* **WHAT IS NEEDED**: Give back exactly the stretch of data below from the line holding "that neon green tho" through the line holding "### Steps to reproduce", both ends included, and leave the remaining lines out.

* **RECORDS FOR THIS TASK**:
Issue #12382, opened 2019-03-07
[gatsby-source-shopify] Fallback to cache with warning if API not reachable when developing


andru:
## Summary

Currently, source-shopify will cause `gatsby develop` to fail if the shopify API is not reachable, with the message:

`FetchError: request to https://[api-url]/api/graphql failed, reason: getaddrinfo ENOTFOUND`

### Basic example

I'm not totally familiar with the structure of source plugins, but it would be great if data fetched from the API is cached and used as a fallback during `gatsby develop` bootstrap if the shopify API is unreachable.

Even better would be if this could be passed as an option to `gatsby develop` or added to the config to actively avoid hitting up the live API. 

At least personally I find that most of the time during development, having the most up-to-date data from Shopify is not important, and the time it takes to hit the APIs would shave a good 10s from the gatsby dev bootstrap.

Having read some similar issues related to `source-wordpress`, this might be an issue of `gatsby develop` overly aggressively clearing cache and not something that source plugins have any control over, but - a bit ignorant as I am of the internals - I'm hopeful that's not the case.

### Motivation

Working on trains, planes, etc, or anywhere where network access may be unavailable or flaky. At present `gatsby-source-shopify` makes it impossible, unless there's an undocumented API or something I'm missing

DSchau:
Agreed!

We could follow a similar approach to how we've implemented it in [gatsby-source-contentful](https://www.gatsbyjs.org/packages/gatsby-source-contentful/#offline) which would be a nice feature addition to this plugin.

Happy to take PRs here, or offer any guidance!

andru:
I'd like to keep this open. It's a feature I'd be interested to contribute a PR to when I've got some time for it.

PR #14825, opened 2019-06-16
[gatsby-source-shopify] Add support for dev builds offline

andru:
## Description

This pull request is a first draft to introduce a check for network connectivity before attempting to make any requests to the Shopify API. Where the network is offline, it will attempt to use cached data from a previous build. 

Since it's rarely necessary to have the most recent data from Shopify every time `gatsby develop` runs, the environment variable `GATSBY_SHOPIFY_OFFLINE` can be set to `true` to force the use of cached data.

I mostly just copied the approach that `gatsby-source-contentful` takes in this regard.

In both cases, if there's no cached data available this will either fail silently and not generate any nodes, or error somewhat cryptically about missing nodes - e.g. if there are other nodes linking to the nodes created by this plugin. 

This does output a warning to the user ahead of time that when it's using the cache, but I welcome any suggestions on how this could detect an invalidated cache ahead of time to ignore the `GATSBY_SHOPIFY_OFFLINE` env where there's a network connection present, or provide a clearer error if there's no cache and no network connection.

## Related Issues

Addresses #12382

### DIFF
--- a/packages/gatsby-source-shopify/src/gatsby-node.js
+++ b/packages/gatsby-source-shopify/src/gatsby-node.js
@@ -1,6 +1,8 @@
 import { pipe } from "lodash/fp"
 import chalk from "chalk"
 import { forEach } from "p-iteration"
+import isOnline from "is-online"
+
 import { createClient, printGraphQLError, queryAll, queryOnce } from "./lib"
 import {
   ArticleNode,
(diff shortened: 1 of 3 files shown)


andru:
@DSchau just pinging you incase you don't automatically get notified about this.

packages/gatsby-source-shopify/src/gatsby-node.js
```diff
@@ -25,20 +27,54 @@ import {
...
+          touchNode({ nodeId: node.id })
+          // check for image nodes and touch them to persist in cache
+          if (node.image) {
+            touchNode({ nodeId: node.image.localFile___NODE })
+          }
+          if (node.images && node.images.edges) {
+            node.images.edges.map(edge => {
+              touchNode({ nodeId: edge.node.id })
+            })
+          }
```
pieh: This is fragile. Ideally we don't target `image` and `images`/`images.edges` here and we have more abstract way of traversing node to touch linked nodes. This might break later on when we introduce changes to other parts of shopify plugin code and this can go unnoticed

packages/gatsby-source-shopify/src/gatsby-node.js
```diff
@@ -25,20 +27,54 @@ import {
...
-    console.log(formatMsg(`starting to fetch data from Shopify`))
+    const online = await isOnline()
+    // if the user sets the GATSBY_SHOPIFY_OFFLINE environment variable
+    // force a fall-back to cached nodes, but never in production
+    const preferCache =
+      process.env.GATSBY_SHOPIFY_OFFLINE === `true` &&
+      process.env.NODE_ENV !== `production`
+
+    if (!online || preferCache) {
+      console.log(chalk`{bold.red Using offline cache for Shopify} ⚠️`)
```
pieh: It would be great if we would also show timestamp of last fetch.

wardpeet:
@andru any chance you can get back to this one? 😄

andru:
Thanks for the nudge! I’ve been super busy but I’ll try to get back to this
later in the month when my schedule frees up a bit.

packages/gatsby-source-shopify/src/gatsby-node.js
andru: Can you expand a little on what you mean by "a more abstract way of traversing node to touch linked nodes"? What other linked nodes are there I should be aware of? Any tips on how I can implement this in a way which ensures all linked nodes are touched?

packages/gatsby-source-shopify/src/gatsby-node.js
andru: Agreed, this would be really handy. I'm not sure how I'd go about this though. Is there somewhere that you know of where the timestamp of the last fetch is stored, or some easy way for me to add it?

andru:
@pieh just giving you a nudge, hoping you could give me some guidance on the above comments so I can proceed with changes in-line with your suggestions.

packages/gatsby-source-shopify/src/gatsby-node.js
pieh: We don't really store that information as gatsby doesn't have built in offline capabilities right now. But you can store this yourself using something like
```
cache.set(`last-fetch`, new Date().toJSON())
```

and retrieve it with
```
cache.get(`last-fetch`)
```

packages/gatsby-source-shopify/src/gatsby-node.js
pieh: > What other linked nodes are there I should be aware of? 

Yeah, the point is that we don't know and we should not make any assumptions that we know. It's very easy to desync other parts of code with feature like this that might not be used very often (and easy to break them).

> Any tips on how I can implement this in a way which ensures all linked nodes are touched?

I think if we do deep traverse of node, we can look for fields that end in `___NODE` (that's how we link nodes) and touch nodes that are linked:

```js
// pseudo-code

import { eachDeep } from 'deepdash-es/standalone';

eachDeep(node, (value, key) => {
  if (key.endsWith(`___NODE`)) {
    // can be either single node or array
	if (Array.isArray(value)) {
      value.forEach(linkedNodeId => touchNode({ nodeId: linkedNodeId }))
    } else {
      touchNode({ nodeId: value })
    }
  }
})
```

pieh:
> @pieh just giving you a nudge, hoping you could give me some guidance on the above comments so I can proceed with changes in-line with your suggestions.

Sorry for delay, just added some comments

LekoArts:
Hi @andru 	, a friendly nudge from us 😊 	Did you find time to work on this? Thanks a lot!

PR #14832, opened 2019-06-17
chore(docs): update Edit Tags-Category gatsby-node.js sample code

polishedwp:
## Description

Four months ago, as a new Gatsby user with no React/JS experience, I struggled to work through this tutorial [Adding Tags and Categories to Blog Posts](https://www.gatsbyjs.org/docs/adding-tags-and-categories-to-blog-posts/). I have since, successfully completed, and I think the struggle for a new user is the language associated with `gatsby-node.js`. 

 The paragraph before the code block reads `... make sure your createPages looks something like this`, but the reference to the markdown `slug` creation does not reflect this tutorial. The present code block reads `node.frontmatter.path`, and since the tutorial actually uses `node.fields.slug`, this PR makes this change for clarity.


marcysutton:
Thanks, @polishedwp! :taco:

Issue #14772, opened 2019-06-13
website & blog needs css background: #000


tomByrer:
After changing my Firefox's default background to dark, some of Gatsby's website & all the blog articles are unreadable.  Seems the font color everywhere is fixed, but assumed incorrectly everyone's browser background would be white

![gatsbyjs_org_firefox_background_color](https://user-images.githubusercontent.com/1308419/59440369-79e61280-8dbc-11e9-9253-e40082f90480.JPG)

I have not tested in other browsers, but I assume it would be same issue.

### Expected Action

Ensure CSS `background: #000` is added, instead of assuming that is the default, where needed.  Which is not everywhere, since much of the site has a light-purple background..

#### Advanced Action

Not sure if you use a Web Accessibility checker, but would be nice to add a rule there or a visual checker to ensure any additional components / templates have their CSS `background` set.

### Background of Issue

I have a head concussion, so extended bright lights are bothersome.  I don't expect websites to all have a 'dark theme' yet, so I was hoping to circumvent this by changing the default color & background colors & use openstyles / stylus to hack frequently visited websites.

thanks for your work!

mokimo:
Looks like a good suggestion, are you up for making a PR?
It should be somewhere around here: https://github.com/gatsbyjs/gatsby/blob/master/themes/

tomByrer:
Sure, I could poke around abit.

fk:
Hey @tomByrer! Thanks for brining this up, and sorry to hear that this is causing problems for you!

I just added #14838, which sets the default `html`(page) background for gatsbyjs.org to `#fff`/`white`. I _assume_ this is what you were after—I was confused that you mentioned `#000`, which is the (shorthand) HEX code for black, not white …

With #14838 merged and deployed, gatsbyjs.org will display "as designed"—with a white page background—no matter what your browser's default background is set to.

To address your issue in regards to gatsbyjs.org, maybe you want to give a browser extension like https://addons.mozilla.org/de/firefox/addon/dark-background-light-text/ a try? It seems to produce acceptable results:

![image](https://user-images.githubusercontent.com/21834/59619681-6247ba80-912b-11e9-8e53-4a20f20db9d6.png)

Let us know if this was helpful please! 🙏

fk:
@mokimo The source for gatsbyjs.org is located at https://github.com/gatsbyjs/gatsby/tree/master/www 😉—the `themes` directory is for Gatsby Themes, which you can read more about here:

[...]

PR #14838, opened 2019-06-17
fix(www): Set `background-color: white` for `html`

fk:
This sets `#fff` as the default background for `html`, and thus prevents the user-defined default background color (see e.g. [here](https://support.mozilla.org/en-US/kb/change-fonts-and-colors-websites-use) on how to set this in Firefox) from interfering with the design of gatsbyjs.org.

Context: #14772

---

Before: 

image

After: 

image


sidharthachatterjee:
that neon green tho

fk:
😎

PR #17389, opened 2019-09-04
fix: close html comment in recipes.md

wardpeet:
## Description
Typo fix :joy:

Closing html comment so .org builds again.

## Related Issues
¯\_(ツ)_/¯


wardpeet:
locally worked so it should work 💃

marcysutton:
Thanks for this! Maybe that's the problem I was running into 🤔

sidharthachatterjee:
@marcysutton Yup, was most likely this!

PR #17411, opened 2019-09-05
fix(gatsby): order matchpaths paths by specificity

### LINKED ISSUE #16098: Match path's aren't correctly sorted
## Description

Hi team! I've been encountering some inconsistencies with match path sorting. With two pages with match paths of `/*` and `/txt/*`, the `/*` page gets sorted before the `/txt/*` page. But if I include a `/app/*` page, that gets correctly sorted before `/*`.

This was addressed by @pieh  in https://github.com/gatsbyjs/gatsby/pull/9719, but the fix seems incomplete.

### Steps to reproduce

1. Starting from the default Gatsby starter, create a `src/pages/app.js` and `src/pages/txt.js`, and create have a gatsby-node.js like this:
```js
exports.onCreatePage = ({ page, actions }) => {

  if (page.path.match(/^\/app/)) {
    createPage({
      ...page,
      matchPath: "/app/*",
    })
  }

  if (page.path.match(/^\/txt/)) {
    createPage({
      ...page,
      matchPath: "/txt/*",
    })
  }

  if (page.path === "/") {
    createPage({
      ...page,
      matchPath: "/*",
    })
  }
}
```

2. Run `gatsby build`

3. Check `.cache/match-paths.json`. It should look like this:

```json
[
    {
        "path": "/app/",
        "matchPath": "/app/*"
    },
    {
        "path": "/",
        "matchPath": "/*"
    },
    {
        "path": "/txt/",
        "matchPath": "/txt/*"
    }
]
```

Note: Changing the `/txt/` page's matchPath to `/app/*` doesn't change the ordering. It looks like matchPath isn't taken into account or is superseded by some other sorting.
```json
[
    {
        "path": "/app/",
        "matchPath": "/app/*"
    },
    {
        "path": "/",
        "matchPath": "/*"
    },
    {
        "path": "/txt/",
        "matchPath": "/app/*"
    }
]
```

### Expected result

`/txt/*` should be sorted before `/*` because it is more specific (more path segments)

### Actual result

`/txt/*` is sorted after `/*`

### Environment

  System:
    OS: macOS 10.14.5
    CPU: (8) x64 Intel(R) Core(TM) i7-7820HQ CPU @ 2.90GHz
    Shell: 3.0.2 - /usr/local/bin/fish
  Binaries:
    Node: 12.3.1 - ~/.asdf/shims/node
    Yarn: 1.16.0 - ~/.asdf/shims/yarn
    npm: 6.9.0 - ~/.asdf/shims/npm
  Languages:
    Python: 2.7.15 - /Users/thanx/.asdf/shims/python
  Browsers:
    Chrome: 75.0.3770.142
    Safari: 12.1.1
  npmPackages:
    gatsby: ^2.13.39 => 2.13.39 
    gatsby-image: ^2.2.6 => 2.2.6 
    gatsby-transformer-sharp: ^2.2.4 => 2.2.4

wardpeet:
## Description
I've updated sorting for matchPaths so our most specific matchPath will be hit first.

I've added a unit test to show how it works. I just sort by the number of `/` in the string. If the amount of `/` match we order by index key (last one wins), I don't think we actually need the index check but it shows that we're handling those things too.

## Related Issues
Fixes #16098

### DIFF
--- a/packages/gatsby/src/bootstrap/requires-writer.js
+++ b/packages/gatsby/src/bootstrap/requires-writer.js
@@ -18,11 +18,37 @@ const getComponents = pages =>
     .map(pickComponentFields)
     .uniqBy(c => c.componentChunkName)
     .value()
+/**
+ * Get all dynamic routes and sort them by most specific at the top
+ * code is based on @reach/router match utility (https://github.com/reach/router/blob/152aff2352bc62cefc932e1b536de9efde6b64a5/src/lib/utils.js#L224-L254)
+ */
+const getMatchPaths = pages => {
+  const filteredPaths = []
+  pages.forEach((page, index) => {
+    if (page.matchPath) {
+      filteredPaths.push({
+        ...page,
+        index,
+        score: page.matchPath.split(`/`).length,
+      })
+    }
+  })
 
-const pickMatchPathFields = page => _.pick(page, [`path`, `matchPath`])
+  return filteredPaths
+    .sort((a, b) => {
+      // The higher the score, the higher the specificity of our matchPath
+      const order = b.score - a.score
+      if (order !== 0) {
+        return order
+      }
 
-const getMatchPaths = pages =>
-  pages.filter(page => page.matchPath).map(pickMatchPathFields)
+      // if specificty is the same we use the array index
+      return b.index - a.index
+    })
+    .map(({ path, matchPath }) => {
+      return { path, matchPath }
+    })
+}
 
 const createHash = (matchPaths, components) =>
   crypto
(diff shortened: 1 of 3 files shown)


packages/gatsby/src/bootstrap/requires-writer.js
```diff
@@ -18,11 +18,37 @@ const getComponents = pages =>
...
-  pages.filter(page => page.matchPath).map(pickMatchPathFields)
+  return filteredPaths
+    .sort((a, b) => {
+      // The higher the score, the higher the specificity of our matchPath
+      const order = b.score - a.score
+      if (order !== 0) {
+        return order
+      }
+
+      // if specificty is the same we use the array index
```
sidharthachatterjee: I see a typo fix incoming 😅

* **ANSWER TO THE EXERCISE**:
that neon green tho

fk:
😎

PR #17389, opened 2019-09-04
fix: close html comment in recipes.md

wardpeet:
## Description
Typo fix :joy:

Closing html comment so .org builds again.

## Related Issues
¯\_(ツ)_/¯


wardpeet:
locally worked so it should work 💃

marcysutton:
Thanks for this! Maybe that's the problem I was running into 🤔

sidharthachatterjee:
@marcysutton Yup, was most likely this!

PR #17411, opened 2019-09-05
fix(gatsby): order matchpaths paths by specificity

### LINKED ISSUE #16098: Match path's aren't correctly sorted
## Description

Hi team! I've been encountering some inconsistencies with match path sorting. With two pages with match paths of `/*` and `/txt/*`, the `/*` page gets sorted before the `/txt/*` page. But if I include a `/app/*` page, that gets correctly sorted before `/*`.

This was addressed by @pieh  in https://github.com/gatsbyjs/gatsby/pull/9719, but the fix seems incomplete.

### Steps to reproduce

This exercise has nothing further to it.